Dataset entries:
== == ==

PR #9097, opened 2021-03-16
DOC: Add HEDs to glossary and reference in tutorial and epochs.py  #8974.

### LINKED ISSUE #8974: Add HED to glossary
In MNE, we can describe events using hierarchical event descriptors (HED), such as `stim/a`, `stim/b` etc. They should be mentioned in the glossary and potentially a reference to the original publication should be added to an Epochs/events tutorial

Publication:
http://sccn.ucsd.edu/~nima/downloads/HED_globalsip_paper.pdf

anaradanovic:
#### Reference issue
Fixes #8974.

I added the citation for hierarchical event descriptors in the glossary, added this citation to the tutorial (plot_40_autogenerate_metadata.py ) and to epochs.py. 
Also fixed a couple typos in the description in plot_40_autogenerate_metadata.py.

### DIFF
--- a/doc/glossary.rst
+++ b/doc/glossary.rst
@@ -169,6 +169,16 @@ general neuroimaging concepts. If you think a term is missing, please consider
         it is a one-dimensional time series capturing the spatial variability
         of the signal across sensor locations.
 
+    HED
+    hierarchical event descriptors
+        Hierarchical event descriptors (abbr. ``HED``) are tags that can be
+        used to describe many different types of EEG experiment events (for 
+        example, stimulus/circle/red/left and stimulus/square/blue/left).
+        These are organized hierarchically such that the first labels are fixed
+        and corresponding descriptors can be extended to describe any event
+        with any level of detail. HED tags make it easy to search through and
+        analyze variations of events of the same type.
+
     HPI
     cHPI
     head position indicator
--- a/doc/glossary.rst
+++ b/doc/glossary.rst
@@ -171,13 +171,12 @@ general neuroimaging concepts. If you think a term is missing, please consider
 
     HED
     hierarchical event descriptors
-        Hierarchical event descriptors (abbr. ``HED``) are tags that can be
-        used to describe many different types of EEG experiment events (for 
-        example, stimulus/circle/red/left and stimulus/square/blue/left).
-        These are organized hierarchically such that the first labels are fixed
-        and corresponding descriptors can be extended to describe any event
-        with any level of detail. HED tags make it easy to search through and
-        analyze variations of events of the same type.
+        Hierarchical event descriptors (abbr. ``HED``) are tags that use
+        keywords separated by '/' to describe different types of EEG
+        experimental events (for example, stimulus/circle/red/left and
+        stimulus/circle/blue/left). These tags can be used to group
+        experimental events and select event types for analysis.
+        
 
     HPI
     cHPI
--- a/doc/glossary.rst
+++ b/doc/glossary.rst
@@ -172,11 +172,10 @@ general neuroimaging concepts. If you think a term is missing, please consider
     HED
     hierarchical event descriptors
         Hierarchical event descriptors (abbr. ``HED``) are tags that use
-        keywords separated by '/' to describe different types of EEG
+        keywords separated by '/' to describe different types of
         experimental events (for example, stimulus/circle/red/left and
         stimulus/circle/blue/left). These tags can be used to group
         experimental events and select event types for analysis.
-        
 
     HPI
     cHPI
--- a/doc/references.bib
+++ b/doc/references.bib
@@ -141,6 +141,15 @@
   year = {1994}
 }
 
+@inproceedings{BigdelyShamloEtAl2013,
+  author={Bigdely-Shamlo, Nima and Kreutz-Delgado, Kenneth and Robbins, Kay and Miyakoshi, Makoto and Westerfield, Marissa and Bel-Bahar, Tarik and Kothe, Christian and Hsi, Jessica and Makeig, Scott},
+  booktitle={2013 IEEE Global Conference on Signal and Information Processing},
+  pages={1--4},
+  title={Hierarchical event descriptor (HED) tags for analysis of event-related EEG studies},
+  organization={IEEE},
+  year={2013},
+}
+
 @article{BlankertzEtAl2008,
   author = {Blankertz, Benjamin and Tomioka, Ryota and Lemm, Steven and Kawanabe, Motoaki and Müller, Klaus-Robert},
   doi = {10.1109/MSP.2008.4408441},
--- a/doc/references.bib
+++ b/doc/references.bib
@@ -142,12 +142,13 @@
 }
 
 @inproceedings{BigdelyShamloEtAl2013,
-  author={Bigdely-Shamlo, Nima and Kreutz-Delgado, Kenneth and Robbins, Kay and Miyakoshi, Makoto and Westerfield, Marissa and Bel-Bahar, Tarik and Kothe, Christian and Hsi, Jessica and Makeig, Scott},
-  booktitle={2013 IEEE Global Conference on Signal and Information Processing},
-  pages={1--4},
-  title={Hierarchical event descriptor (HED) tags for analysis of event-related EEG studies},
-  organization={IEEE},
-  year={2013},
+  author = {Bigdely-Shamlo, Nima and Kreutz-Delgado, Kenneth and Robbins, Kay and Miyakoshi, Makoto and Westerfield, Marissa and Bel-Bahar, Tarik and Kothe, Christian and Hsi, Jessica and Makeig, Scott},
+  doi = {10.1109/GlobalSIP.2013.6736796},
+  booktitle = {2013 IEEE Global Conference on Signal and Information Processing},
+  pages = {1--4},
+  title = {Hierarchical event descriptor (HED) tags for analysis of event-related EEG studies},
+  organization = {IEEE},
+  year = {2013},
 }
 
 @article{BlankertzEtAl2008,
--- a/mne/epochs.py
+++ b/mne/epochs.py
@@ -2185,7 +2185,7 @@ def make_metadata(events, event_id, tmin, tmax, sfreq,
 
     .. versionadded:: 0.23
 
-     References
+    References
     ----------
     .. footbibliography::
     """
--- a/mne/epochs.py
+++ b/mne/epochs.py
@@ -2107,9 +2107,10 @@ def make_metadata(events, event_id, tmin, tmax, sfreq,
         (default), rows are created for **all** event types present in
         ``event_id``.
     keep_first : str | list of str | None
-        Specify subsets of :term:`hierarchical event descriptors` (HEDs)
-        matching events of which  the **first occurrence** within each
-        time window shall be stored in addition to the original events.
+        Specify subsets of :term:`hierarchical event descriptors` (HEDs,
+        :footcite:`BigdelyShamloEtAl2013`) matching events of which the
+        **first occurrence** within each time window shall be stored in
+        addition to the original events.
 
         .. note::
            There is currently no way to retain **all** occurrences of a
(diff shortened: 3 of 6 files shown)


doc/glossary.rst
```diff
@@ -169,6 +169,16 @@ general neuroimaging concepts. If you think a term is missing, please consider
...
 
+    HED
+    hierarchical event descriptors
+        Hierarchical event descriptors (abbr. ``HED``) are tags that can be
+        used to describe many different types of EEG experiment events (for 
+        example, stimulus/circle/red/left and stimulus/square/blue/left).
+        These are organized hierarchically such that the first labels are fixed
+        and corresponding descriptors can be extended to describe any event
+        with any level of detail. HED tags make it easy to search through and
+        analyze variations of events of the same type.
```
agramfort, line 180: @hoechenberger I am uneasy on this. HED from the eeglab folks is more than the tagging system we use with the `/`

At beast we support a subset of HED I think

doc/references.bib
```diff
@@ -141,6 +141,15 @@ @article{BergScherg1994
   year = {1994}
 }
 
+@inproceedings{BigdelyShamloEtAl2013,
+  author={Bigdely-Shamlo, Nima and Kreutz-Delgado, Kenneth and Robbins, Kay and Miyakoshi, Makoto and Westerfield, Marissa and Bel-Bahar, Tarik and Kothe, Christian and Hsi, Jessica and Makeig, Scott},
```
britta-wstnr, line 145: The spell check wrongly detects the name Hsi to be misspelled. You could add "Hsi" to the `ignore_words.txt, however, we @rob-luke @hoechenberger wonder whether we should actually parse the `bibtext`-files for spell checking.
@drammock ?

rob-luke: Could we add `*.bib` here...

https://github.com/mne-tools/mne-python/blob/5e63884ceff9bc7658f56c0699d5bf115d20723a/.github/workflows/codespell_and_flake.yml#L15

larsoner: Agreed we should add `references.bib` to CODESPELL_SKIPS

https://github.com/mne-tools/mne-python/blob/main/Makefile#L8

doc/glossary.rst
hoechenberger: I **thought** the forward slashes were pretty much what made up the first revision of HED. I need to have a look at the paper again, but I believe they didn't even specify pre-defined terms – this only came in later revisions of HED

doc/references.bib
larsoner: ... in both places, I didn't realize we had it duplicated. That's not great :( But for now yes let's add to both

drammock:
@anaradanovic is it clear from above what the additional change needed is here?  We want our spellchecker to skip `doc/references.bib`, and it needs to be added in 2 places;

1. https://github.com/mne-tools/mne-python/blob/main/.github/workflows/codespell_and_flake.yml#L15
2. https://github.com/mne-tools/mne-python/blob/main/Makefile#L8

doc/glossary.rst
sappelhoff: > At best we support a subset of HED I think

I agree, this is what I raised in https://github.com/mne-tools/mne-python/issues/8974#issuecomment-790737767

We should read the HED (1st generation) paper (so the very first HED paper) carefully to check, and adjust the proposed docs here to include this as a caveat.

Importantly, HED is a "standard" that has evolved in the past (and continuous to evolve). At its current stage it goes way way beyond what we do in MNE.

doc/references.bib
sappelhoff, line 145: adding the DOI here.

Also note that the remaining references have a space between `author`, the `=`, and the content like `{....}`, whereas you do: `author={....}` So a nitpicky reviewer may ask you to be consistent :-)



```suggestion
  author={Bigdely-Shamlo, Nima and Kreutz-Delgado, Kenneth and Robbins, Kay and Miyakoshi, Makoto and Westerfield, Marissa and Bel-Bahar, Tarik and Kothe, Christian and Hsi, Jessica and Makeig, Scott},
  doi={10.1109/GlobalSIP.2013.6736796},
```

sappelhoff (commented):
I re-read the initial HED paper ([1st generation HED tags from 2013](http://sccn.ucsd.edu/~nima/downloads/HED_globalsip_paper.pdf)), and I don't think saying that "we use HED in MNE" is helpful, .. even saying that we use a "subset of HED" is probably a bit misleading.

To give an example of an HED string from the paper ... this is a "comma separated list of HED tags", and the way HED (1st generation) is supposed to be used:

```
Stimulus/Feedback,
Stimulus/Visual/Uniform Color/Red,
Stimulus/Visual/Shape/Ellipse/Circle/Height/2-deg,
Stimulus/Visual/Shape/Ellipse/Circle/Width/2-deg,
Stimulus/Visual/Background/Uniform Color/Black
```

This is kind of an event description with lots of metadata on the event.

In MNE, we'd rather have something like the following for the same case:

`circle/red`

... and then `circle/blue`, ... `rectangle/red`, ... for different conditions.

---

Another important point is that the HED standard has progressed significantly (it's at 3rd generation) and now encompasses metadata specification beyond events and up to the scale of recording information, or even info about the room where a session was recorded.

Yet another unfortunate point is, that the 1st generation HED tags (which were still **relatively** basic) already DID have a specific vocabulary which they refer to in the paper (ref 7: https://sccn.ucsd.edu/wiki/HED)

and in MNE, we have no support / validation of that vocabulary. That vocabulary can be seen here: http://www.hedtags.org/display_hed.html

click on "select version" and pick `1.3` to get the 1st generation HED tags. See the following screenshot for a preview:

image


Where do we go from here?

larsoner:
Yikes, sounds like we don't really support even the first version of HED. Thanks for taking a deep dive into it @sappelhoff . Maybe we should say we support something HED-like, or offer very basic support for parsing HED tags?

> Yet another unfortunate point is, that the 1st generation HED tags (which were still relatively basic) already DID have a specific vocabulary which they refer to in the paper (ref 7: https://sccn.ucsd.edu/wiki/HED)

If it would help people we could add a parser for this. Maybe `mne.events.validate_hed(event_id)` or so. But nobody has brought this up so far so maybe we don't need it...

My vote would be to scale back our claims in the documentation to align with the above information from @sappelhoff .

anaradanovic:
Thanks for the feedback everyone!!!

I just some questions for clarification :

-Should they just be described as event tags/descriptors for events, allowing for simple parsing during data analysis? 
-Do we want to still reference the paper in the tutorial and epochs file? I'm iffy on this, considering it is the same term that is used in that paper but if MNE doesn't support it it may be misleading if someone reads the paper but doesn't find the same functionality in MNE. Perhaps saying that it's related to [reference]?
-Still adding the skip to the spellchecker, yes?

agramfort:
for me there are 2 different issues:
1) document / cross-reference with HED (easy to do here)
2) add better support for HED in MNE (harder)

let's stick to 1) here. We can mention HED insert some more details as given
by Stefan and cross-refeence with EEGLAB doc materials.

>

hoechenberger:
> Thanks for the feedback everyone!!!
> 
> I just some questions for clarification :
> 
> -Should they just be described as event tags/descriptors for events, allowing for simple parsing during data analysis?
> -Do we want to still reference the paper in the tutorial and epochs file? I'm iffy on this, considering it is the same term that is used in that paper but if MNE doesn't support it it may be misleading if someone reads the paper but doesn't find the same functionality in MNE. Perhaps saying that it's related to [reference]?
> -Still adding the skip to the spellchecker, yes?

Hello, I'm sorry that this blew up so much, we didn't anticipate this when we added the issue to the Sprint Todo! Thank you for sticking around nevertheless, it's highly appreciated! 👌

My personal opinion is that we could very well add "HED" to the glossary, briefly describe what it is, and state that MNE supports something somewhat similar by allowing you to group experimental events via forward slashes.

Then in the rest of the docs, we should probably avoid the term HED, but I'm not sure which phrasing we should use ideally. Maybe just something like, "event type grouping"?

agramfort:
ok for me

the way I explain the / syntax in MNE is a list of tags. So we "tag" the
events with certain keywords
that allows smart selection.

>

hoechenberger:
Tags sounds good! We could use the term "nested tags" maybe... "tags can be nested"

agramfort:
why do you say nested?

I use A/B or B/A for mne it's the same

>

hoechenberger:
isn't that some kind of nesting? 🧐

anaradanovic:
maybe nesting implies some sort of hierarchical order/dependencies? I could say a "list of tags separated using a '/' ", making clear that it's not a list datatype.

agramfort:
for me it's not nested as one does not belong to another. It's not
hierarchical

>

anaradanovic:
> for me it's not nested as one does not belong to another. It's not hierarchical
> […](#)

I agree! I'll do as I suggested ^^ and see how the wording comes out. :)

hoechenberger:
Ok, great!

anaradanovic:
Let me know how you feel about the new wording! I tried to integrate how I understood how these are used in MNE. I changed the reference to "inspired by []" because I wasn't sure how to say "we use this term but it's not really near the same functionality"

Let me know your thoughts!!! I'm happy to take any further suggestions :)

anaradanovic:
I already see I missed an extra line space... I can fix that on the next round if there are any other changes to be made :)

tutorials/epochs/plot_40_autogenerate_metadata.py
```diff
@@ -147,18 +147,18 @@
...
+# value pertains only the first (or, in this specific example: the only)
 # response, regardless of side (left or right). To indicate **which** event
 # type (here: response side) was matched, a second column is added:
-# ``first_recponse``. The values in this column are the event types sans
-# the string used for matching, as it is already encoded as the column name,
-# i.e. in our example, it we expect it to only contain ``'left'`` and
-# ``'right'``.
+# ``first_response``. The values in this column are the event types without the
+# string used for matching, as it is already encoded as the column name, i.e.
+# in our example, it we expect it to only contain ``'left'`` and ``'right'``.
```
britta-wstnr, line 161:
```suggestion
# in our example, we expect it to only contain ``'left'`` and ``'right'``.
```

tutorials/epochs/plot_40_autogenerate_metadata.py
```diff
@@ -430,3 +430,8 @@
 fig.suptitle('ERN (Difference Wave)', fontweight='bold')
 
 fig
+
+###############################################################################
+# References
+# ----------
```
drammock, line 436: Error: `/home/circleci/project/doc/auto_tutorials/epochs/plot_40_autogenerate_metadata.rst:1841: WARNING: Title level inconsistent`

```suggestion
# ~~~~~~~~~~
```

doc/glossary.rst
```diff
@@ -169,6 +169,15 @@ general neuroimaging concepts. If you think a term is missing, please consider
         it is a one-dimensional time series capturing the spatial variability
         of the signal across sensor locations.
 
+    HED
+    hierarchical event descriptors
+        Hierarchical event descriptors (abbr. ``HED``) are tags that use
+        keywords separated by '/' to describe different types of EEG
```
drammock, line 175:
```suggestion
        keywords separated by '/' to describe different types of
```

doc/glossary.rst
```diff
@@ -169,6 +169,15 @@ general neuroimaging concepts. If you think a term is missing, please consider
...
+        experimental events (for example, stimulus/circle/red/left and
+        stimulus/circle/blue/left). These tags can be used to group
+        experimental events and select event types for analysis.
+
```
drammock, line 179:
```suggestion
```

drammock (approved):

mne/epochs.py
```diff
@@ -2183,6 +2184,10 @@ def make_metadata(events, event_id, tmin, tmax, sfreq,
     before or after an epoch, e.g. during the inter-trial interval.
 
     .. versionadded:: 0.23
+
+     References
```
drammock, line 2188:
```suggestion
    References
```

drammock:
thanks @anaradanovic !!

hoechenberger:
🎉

== == ==

## Goal of the exercise
Show, from the records above, every line that includes "Also".

## Response for this exercise
Also fixed a couple typos in the description in plot_40_autogenerate_metadata.py.
Also note that the remaining references have a space between `author`, the `=`, and the content like `{....}`, whereas you do: `author={....}` So a nitpicky reviewer may ask you to be consistent :-)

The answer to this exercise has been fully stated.